I don't think so. I think the consensus is that artists do pursue originality but in a relative, rather than an absolute, sense (since - in the sense of having no forerunners at all - nothing can be truly “original” ).

Every major step taken by artists either builds on and/or very consciously rebels against what has gone before. But it can still be called original if the end result is in some way different to the way it has been and is being done by everyone else.

Applying a standard of “absolute originality”, you would have to argue that Picasso's invention of Cubism wasn't “original” because it used the established techniques of traditional painting and borrowed images from both photography and African art.
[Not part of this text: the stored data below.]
Issue #2994, opened 2022-09-23
Strange formatting when displaying Aiji's LIst 170670


ckjpn:
https://tatoeba.org/en/sentences_lists/show/170670
This doesn't seem to be happening in other lists.

I wonder if we need to filter certain allowed characters in the titles.  Perhaps that's the cause.

<img width="1021" alt="Screen Shot 2022-09-23 at 15 44 26" src="https://user-images.githubusercontent.com/7934273/191906099-d8257cc7-9088-4985-bb5c-4b9e065805bf.png">

Yorwba:
This happens because the `edit-list-name` element [is displayed even when you only have permission to add sentences](https://github.com/Tatoeba/tatoeba2/blob/51060d800dcd36e5c45669dad077e302e3dba741/src/Template/SentencesLists/show.ctp#L156), but the contents are undefined if you don't actually have permission to edit the list.

So it's not related to special characters in the title (which would've been a security issue).

ckjpn:
This seems to be a problem with all collaborative lists.
I don't think this was the case before, so I think perhaps some code needs to be reverted.

https://tatoeba.org/en/sentences_lists/collaborative

Why does that character indicated by the "cause?" in the above image appear?

Yorwba:
This is now fixed.

PR #3039, opened 2023-02-26
Fix strange formatting in collaborative lists, when using old layout

vinkaks:
Fix attempting to solve #2994 
based on @Yorwba observation of the `edit-list-name` div being shown even if user cannot edit the list name. Tested locally.

**before**
image

**after**
Screenshot from 2023-02-26 20-01-15

### DIFF
--- a/src/Template/SentencesLists/show.ctp
+++ b/src/Template/SentencesLists/show.ctp
@@ -154,7 +154,9 @@ $this->set('title_for_layout', $this->Pages->formatTitle($listName));
     );
 
     if ($permissions['canAddSentences']) {
-        echo $this->Html->div('edit-list-name', $editImage);
+        if($permissions['canEdit']){
+            echo $this->Html->div('edit-list-name', $editImage);
+        }
         $this->Lists->displayAddSentenceForm($listId);
     }
     ?>


src/Template/SentencesLists/show.ctp
```diff
@@ -154,7 +154,9 @@ $this->set('title_for_layout', $this->Pages->formatTitle($listName));
     );
 
     if ($permissions['canAddSentences']) {
-        echo $this->Html->div('edit-list-name', $editImage);
+        if($permissions['canEdit']){
+            echo $this->Html->div('edit-list-name', $editImage);
+        }
```
Yorwba, line 159: I think all of this should probably happen outside the `canAddSentences` check. As is, setting "Who can add/remove sentences" to "No one (list inactive)" also disables changing the list name, which seems weird.

Also, maybe instead of checking the `canEdit` permission twice, only check whether `$editImage` is defined or not. Then we have less coupling and it's easier to see that we won't attempt to show an undefined image.

vinkaks: Seems when edit permissions are set to `no_one` the edit icon will be displayed but attempts at editing the name fail possibly due to the following permission checks
https://github.com/Tatoeba/tatoeba2/blob/03d2d6fc04074d076c33fa6865f89acf753e48e0/src/Model/Table/SentencesListsTable.php#L631-L640
https://github.com/Tatoeba/tatoeba2/blob/03d2d6fc04074d076c33fa6865f89acf753e48e0/src/Model/Entity/SentencesList.php#L30-L34

This made me believe `no_one` should be able to edit the name after a list in "No one (list inactive)". 

I am not 100% sure how the `isEditableBy` check is utilised throughout the rest of the project, so my solution had simply nested the permissions. I was trying not to touch the  controllers, entities or modelTables over what I think is a cosmetic QOL issue.

Yorwba: Okay, then I'll just merge this as-is. Thanks!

In a relative sense, however, Cubism is regarded as stunningly original because those elements were combined in a way that no one had seen before.

Many of Shakespeare's plays were not original stories but, as was common in Classical literature, retellings of older tales. Does that mean he wasn't being original? Of course not. He wrote in a way that no one else could possibly hope to imitate (unless you choose to believe the various conspiracy theories about Marlowe and others!)

The great Gothic cathedrals were masterpieces of original architecture but they could never have been built without all the knowledge and experience of stonemasonry developed over the preceding centuries.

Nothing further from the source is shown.